A Robust Pitch-Fusion Model for Speech Emotion Recognition in Tonal Languages
Published in International Conference on Acoustics, Speech, and Signal Processing (ICASSP), 2024
Speech Emotion Recognition (SER) is an essential task in spoken language processing, applicable across various domains. While research on SER systems for English datasets is growing rapidly, the reliability of these models for tonal languages remains a significant concern. Therefore, this paper introduces Pitch-fusion, a novel SER model tailored for tonal languages. This model enhances tonal SER performance by leveraging pitch features in speech segments.
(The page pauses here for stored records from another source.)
PR #548, opened 2026-05-25
fix(monetize): drop available, use drainEndsAt as sole drain signal

bussyjd:
## Summary

drain becomes purely additive — active offers serialize identically to pre-drain main. The only new wire field is `drainEndsAt`, set on draining offers only. Consumers detect drain with `if (entry.drainEndsAt) { /* draining */ }`. No schema-breaking change for any consumer that was reading the catalog before drain landed.

This re-ships an amendment that was originally pushed as commit dd89750 on `feat/drain-replaces-pause` for PR #535. The amendment didn't survive the bundle PR #536's merge into main, so the controller is shipping the un-amended `Available bool` shape today.

## Diff summary

- `internal/schemas/service_catalog.go` — remove `Available bool` from `ServiceCatalogEntry`; keep `DrainEndsAt string `omitempty\`` as the sole drain marker.
- `internal/schemas/service-catalog.schema.json` — drop `available` from `required` and from `properties`; tighten the `drainEndsAt` description to "present iff draining".
- `internal/serviceoffercontroller/render.go`
  - `buildServiceCatalogJSON`: stop setting `Available`; only set `DrainEndsAt` when `offer.IsDraining()`.
  - `buildSkillCatalogMarkdown`: rename the `Available` table column to `Status` (active rows show `—`; draining rows show ``draining · ends `<RFC3339>` ``); drop the per-service `- **Available**:` bullet entirely (draining services keep only `- **Drain ends at**:`).
  - `serviceDefWithDrain`: stop setting the (already-additive) `Available *bool` on `erc8004.ServiceDef` during drain — signal drain via `DrainEndsAt` only.
- `internal/serviceoffercontroller/render_test.go`
  - `TestBuildServiceCatalogJSON_ExcludesNonReady`: replace `services[0].Available == true` assertion with a raw-JSON map walk asserting `available` and `drainEndsAt` keys are absent on active entries.
  - `TestBuildServiceCatalogJSON_DrainLifecycle`: rewrite the lifecycle assertions to walk `[]map[string]any`. Active entries: neither `available` nor `drainEndsAt`. Mid-drain: only `drainEndsAt`. Expired: filtered.
  - `TestBuildRegistrationServices_IncludesDrainMetadata` and `TestBuildIdentityRegistrationServices_IncludesDrainMetadata`: replace `svc.Available == &false` checks with `svc.Available == nil` (the helper no longer sets it; presence-of-`DrainEndsAt` is the sole drain marker).
  - **NEW** `TestBuildSkillCatalogMarkdown_DrainAdditiveDetail`: asserts no `- **Available**:` bullet appears for any offer, draining offers keep their `- **Drain ends at**:` bullet, and the table header uses `Status` not `Available`.

## Test plan

- [x] `go build ./...` clean
- [x] `go test ./internal/schemas/... ./internal/serviceoffercontroller/... ./internal/monetizeapi/...` green
- [x] `go test ./...` green (full suite, including `internal/stack`)
- [x] `TestBuildServiceCatalogJSON_ExcludesNonReady` confirms active-offer JSON has no `available` key
- [x] `TestBuildServiceCatalogJSON_DrainLifecycle` confirms draining offer still emits `drainEndsAt` (and only `drainEndsAt`)
- [x] `TestBuildSkillCatalogMarkdown_DrainAdditiveDetail` confirms markdown surface is additive: no `- **Available**:` bullet, `Status` column header, `- **Drain ends at**:` retained on draining offers.

### DIFF
--- a/internal/schemas/service-catalog.schema.json
+++ b/internal/schemas/service-catalog.schema.json
@@ -78,8 +78,7 @@
         "payTo",
         "network",
         "description",
-        "isDemo",
-        "available"
+        "isDemo"
       ],
       "properties": {
         "name": {
@@ -154,14 +153,10 @@
         "registrationPending": {
           "type": "boolean"
         },
-        "available": {
-          "type": "boolean",
-          "description": "False during a drain window. Catalog consumers should treat unset as true for backwards compatibility."
-        },
         "drainEndsAt": {
           "type": "string",
           "format": "date-time",
-          "description": "RFC3339 timestamp at which the offer's HTTPRoute will be torn down. Set only when available=false."
+          "description": "RFC3339 timestamp at which the offer's HTTPRoute will be torn down. Set only when the offer is draining. Catalog consumers should detect drain via the presence of this field."
         }
       }
     }
--- a/internal/schemas/service_catalog.go
+++ b/internal/schemas/service_catalog.go
@@ -40,19 +40,12 @@ type ServiceCatalogEntry struct {
 	// ERC-8004 discovery via the chain still resolves to the prior state.
 	RegistrationPending bool `json:"registrationPending,omitempty"`
 
-	// Available is false when the offer is in its drain window. Buyers
-	// can still complete in-flight payments until DrainEndsAt, but
-	// discovery surfaces should advertise the wind-down so external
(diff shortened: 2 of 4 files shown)


OisinKyne:
Superseeded. by #551

PR #587, opened 2026-06-03
chore(dev): tag dev images :dev-<sha> instead of :latest (no cross-worktree poisoning)

bussyjd:
## Summary

What changed: Under `OBOL_DEVELOPMENT`, locally-built images are now tagged
`<image>:dev-<short-git-sha>` instead of the shared, mutable `<image>:latest`. The
manifest rewrite (`internal/defaults`) and the image build (`internal/stack`) agree on
the tag via a persisted `$CONFIG_DIR/.dev-image-tag`.

Why it matters: `:latest` is shared across every obol-stack worktree on one Docker
daemon. One worktree's build silently overwrites `:latest`, and another worktree's
`obol stack up` then deploys the wrong binary. This bit rc9 QA: a sibling branch's
`serviceoffer-controller` (which reads a per-purchase Secret this branch's RBAC doesn't
grant) poisoned an unrelated stack and presented as a buy hang, not an obvious image
mismatch. A per-commit `dev-<sha>` tag isolates builds by source so this can't recur.
Bonus: committing changes the SHA and auto-triggers a fresh build.

Risk level: low — dev-only path (production digest pins untouched); `:latest` fallback
preserves behaviour for non-git/tarball builds; the build loop is otherwise unchanged
(only the tag string differs).

Commit under test: `7b9c479d`

Base branch: `main`

## Scope

- [x] Code
- [ ] Charts / manifests
- [x] Flows / QA scripts 
- [ ] Docs / skills
- [x] Images / dependencies 
- [ ] Other:

## Validation

Unit tests:

```text
go test ./...   → ok (33 packages), gofmt + go vet clean   (commit 7b9c479d)
New/updated:
  internal/defaults  TestDevImageTag_Format, TestReadDevImageTag_FallbackWhenAbsent
  internal/defaults  TestCopyInfrastructure_DevModeRewritesDigestPins (now asserts dev-<sha>
                     + that the persisted tag matches the stamped manifest tag)
```

Manual / runtime:

```text
OBOL_DEVELOPMENT=true obol stack init  →
  .dev-image-tag = dev-d9527983fc74
  x402.yaml  serviceoffer-controller pin → :dev-d9527983fc74   (no @sha256: residue)
  llm.yaml   x402-buyer pin              → :dev-d9527983fc74
docker build -f Dockerfile.serviceoffer-controller -t …:dev-d9527983fc74 .  → ok
k3d image import …:dev-d9527983fc74 -c <cluster>                            → ok
(the exact build+import path buildAndImportLocalImages runs)
```

Release smoke: not re-run for this change (dev-build tagging only). The build/import
path it touches is the same one release-smoke exercises every run; the only behavioural
delta is the tag string, validated above. A full dev `obol stack up` is the recommended
final confirmation.

## Review Notes

Known gaps:
- `internal/defaults.devLocallyBuiltImageBases` and `internal/stack.baseLocalImages` remain
  duplicated (intentional, to avoid a defaults→stack import cycle) — unchanged by this PR.
- Uncommitted working-tree changes reuse the committed `dev-<sha>` (same caveat as the old
  `:latest`); `OBOL_FORCE_REBUILD_LOCAL_DEV_IMAGES` is the escape hatch.

Reviewer focus:
- `internal/defaults/defaults.go`: `DevImageTag` / `ReadDevImageTag`, the persist in
  `CopyInfrastructure`, and `rewriteDevDigestPins(defaultsDir, devTag)`.
- `internal/stack/stack.go`: `buildAndImportLocalImages` reads the persisted tag and builds/
  imports `<base>:<devTag>` (force-rebuild short-name matching still works via `localImageShortName`).

### DIFF
--- a/internal/defaults/defaults.go
+++ b/internal/defaults/defaults.go
@@ -25,7 +25,49 @@ const (
 	stackIDFile      = ".stack-id"
 	stackBackendFile = ".stack-backend"
 	stampFile        = ".obol-defaults-stamp"
+	// devImageTagFile records the tag the dev-mode manifest rewrite stamped
+	// the locally-built images with. internal/stack reads it at build time so
+	// the image it builds/imports matches what the rendered manifests pin —
+	// even if HEAD moved between `stack init` and `stack up`.
+	devImageTagFile = ".dev-image-tag"
 )
+
+// DevImageTag returns the tag used for locally-built dev images under
+// OBOL_DEVELOPMENT. It is `dev-<short-git-sha>` of the working tree, so each
+// branch/worktree builds a distinct tag and parallel dev stacks sharing one
+// Docker daemon never clobber each other's images (the `:latest` collision that
+// let a sibling worktree's build poison an unrelated stack). Committing changes
+// the SHA and triggers a fresh build; uncommitted changes reuse the committed
+// tag unless OBOL_FORCE_REBUILD_LOCAL_DEV_IMAGES is set. Falls back to `latest`
+// when the source is not a git checkout (e.g. a tarball build), preserving the
+// previous behaviour there.
+func DevImageTag() string {
+	cmd := exec.Command("git", "rev-parse", "--short=12", "HEAD")
+	out, err := cmd.Output()
+	if err != nil {
+		return "latest"
+	}
+	sha := strings.TrimSpace(string(out))
+	if !regexp.MustCompile(`^[0-9a-f]{7,40}$`).MatchString(sha) {
+		return "latest"
+	}
+	return "dev-" + sha
+}
+
+// ReadDevImageTag returns the dev image tag persisted at CopyInfrastructure
+// time, or "latest" if none was recorded (non-dev install, or pre-dates this
+// mechanism). internal/stack uses it to tag the images it builds.
+func ReadDevImageTag(cfg *config.Config) string {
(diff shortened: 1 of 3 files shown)


internal/defaults/defaults.go
```diff
@@ -63,16 +105,21 @@ func CopyInfrastructure(cfg *config.Config, backendName, stackID string) error {
...
-	// ghcr.io binaries. Rewrite digest pins to :latest after copy so the
-	// dev cycle Just Works without operators having to kubectl-set-image
-	// every loop.
+	// import them into k3d. The embedded templates pin published digests for
+	// production safety, which means the cluster ignores our locally-built
+	// images and silently uses stale ghcr.io binaries. Rewrite the digest
+	// pins to a per-commit `dev-<sha>` tag after copy so the dev cycle Just
+	// Works without operators having to kubectl-set-image every loop, and so
+	// parallel worktree stacks don't collide on a shared `:latest`. Persist
+	// the tag so internal/stack builds/imports the exact tag we pinned here.
```
OisinKyne, line 114: > Persist the tag so internal/stack builds/imports the exact tag we pinned here.

How does this get refreshed after persisting it once?

OisinKyne (approved):
One worry that i'm not so sure the write will overwrite an existing file, i guess it probably does?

Pitch-fusion integrates a pitch encoder module, with efficient cross-attention and self-attention mechanisms to align pitch features with the contextual acoustic features from a speech representation model like Wav2Vec 2.0. Experimental results reveal that our proposed model consistently outperforms Wav2Vec 2.0 on tonal datasets, giving an absolute improvement in weighted accuracy ranging from 9.53% to 21.11%. Furthermore, addressing the lack of public Vietnamese datasets, we introduce ViSEC, the first openly available resource for Vietnamese SER. This dataset is collected from public media focusing on sources with rich and balanced emotional content. Through a proposed construction pipeline, ViSEC includes four emotional categories: angry, sad, neutral, and happy, and features 5,280 utterances from 147 Vietnamese speakers.